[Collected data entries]
——
PR #1992, opened 2024-09-26
Refine Feature Flags and Segments List Sorting

zackcl:
This PR fixes the incorrect sorting of the Segments list after refreshing the page. It also updates the Feature Flags sorting to work just like the Segments and Experiments list tables, ensuring that the previous sorting state remains after a page refresh by storing the sorting states in local storage.

The Feature Flags sorting works fine in general, except that it always defaults to sorting by "Name" in ascending order upon page refresh, even though I can confirm that the previous value is stored in local storage. I would appreciate any ideas on how to fix this. We can also merge this one for now and address that issue later, as it's still an improvement over the current.

### DIFF
--- a/frontend/projects/upgrade/src/app/core/local-storage/local-storage.service.ts
+++ b/frontend/projects/upgrade/src/app/core/local-storage/local-storage.service.ts
@@ -6,7 +6,8 @@ import {
   EXPERIMENT_SORT_KEY,
 } from '../experiments/store/experiments.model';
 import { SegmentLocalStorageKeys, SegmentState } from '../segments/store/segments.model';
-import { SEGMENT_SEARCH_KEY, SORT_AS_DIRECTION, SEGMENT_SORT_KEY } from 'upgrade_types';
+import { SEGMENT_SEARCH_KEY, SORT_AS_DIRECTION, SEGMENT_SORT_KEY, FLAG_SEARCH_KEY, FLAG_SORT_KEY } from 'upgrade_types';
+import { FeatureFlagLocalStorageKeys, FeatureFlagState } from '../feature-flags/store/feature-flags.model';
 
 const APP_PREFIX = 'UPGRADE-';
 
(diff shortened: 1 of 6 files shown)


zackcl:
@ppratikcr7 Just for your info, I realized that `featureFlagSortAs` and `featureFlagSortKey` are no longer being stored/used in the code. I think they were stored previously while working on this PR.

Screenshot 2024-09-27 at 10 46 47 PM

I can confirm that the values are correctly stored to and read from the local storage (You can search `FeatureFlagLocalStorageKeys.FEATURE_FLAG_SORT_TYPE` in the code base and add logging).

I think setting the default `sortKey` and `sortAs` in the `feature-flags.reducer.ts` might be overriding the values retrieved from the local storage when the page is refreshed.

```
export const initialState: FeatureFlagState = adapter.getInitialState({
  isLoadingUpsertFeatureFlag: false,
  isLoadingImportFeatureFlag: false,
  isLoadingFeatureFlags: false,
  isLoadingUpdateFeatureFlagStatus: false,
  isLoadingFeatureFlagDetail: false,
  isLoadingFeatureFlagDelete: false,
  isLoadingSelectedFeatureFlag: false,
  isLoadingUpsertPrivateSegmentList: false,
  hasInitialFeatureFlagsDataLoaded: false,
  duplicateKeyFound: false,
  activeDetailsTabIndex: 0,
  skipFlags: 0,
  totalFlags: null,
  searchKey: FLAG_SEARCH_KEY.ALL,
  searchValue: null,
  sortKey: FLAG_SORT_KEY.NAME,
  sortAs: SORT_AS_DIRECTION.ASCENDING,
});
```
But this is how it's also implemented in the `segments.reducer.ts` (which works fine) so I'm not sure about this.

Anyway, I'm not sure how to make the Feature Flags root table to keep the previous sorting state even after refresh just like other pages. I think it's OK to merge this for now unless anyone has ideas or suggestions to fix this minor issue.

zackcl:
@VivekFitkariwala @ppratikcr7 @Yagnik56 Please feel free to merge this PR.

ppratikcr7:
> @VivekFitkariwala @ppratikcr7 @Yagnik56 Please feel free to approve this PR.

@zackcl Yeah, it looks good. I also tried to check but you are correct, the code is similar for segments and experiment, couldn't find why on refresh its always ASC order. Maybe we can create a separate ticket for that and tackle that later.

ppratikcr7 (approved):

frontend/projects/upgrade/src/app/core/local-storage/local-storage.service.ts
```diff
@@ -66,7 +93,8 @@ export class LocalStorageService {
     };
 
     const state = {
-      experiments: experimentState, // experiment state,
+      experiments: experimentState,
+      featureFlagState: featureFlagState,
```
VivekFitkariwala, line 97: @zackcl Change this to `featureFlags` for local storage to work correctly

zackcl: That worked, thank you! I created a PR that fixes this: https://github.com/CarnegieLearningWeb/UpGrade/pull/2005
——
What the task requires -> Search the entries for "merge" and copy out each line that has it.

Response area ->
The Feature Flags sorting works fine in general, except that it always defaults to sorting by "Name" in ascending order upon page refresh, even though I can confirm that the previous value is stored in local storage. I would appreciate any ideas on how to fix this. We can also merge this one for now and address that issue later, as it's still an improvement over the current.
Anyway, I'm not sure how to make the Feature Flags root table to keep the previous sorting state even after refresh just like other pages. I think it's OK to merge this for now unless anyone has ideas or suggestions to fix this minor issue.
@VivekFitkariwala @ppratikcr7 @Yagnik56 Please feel free to merge this PR.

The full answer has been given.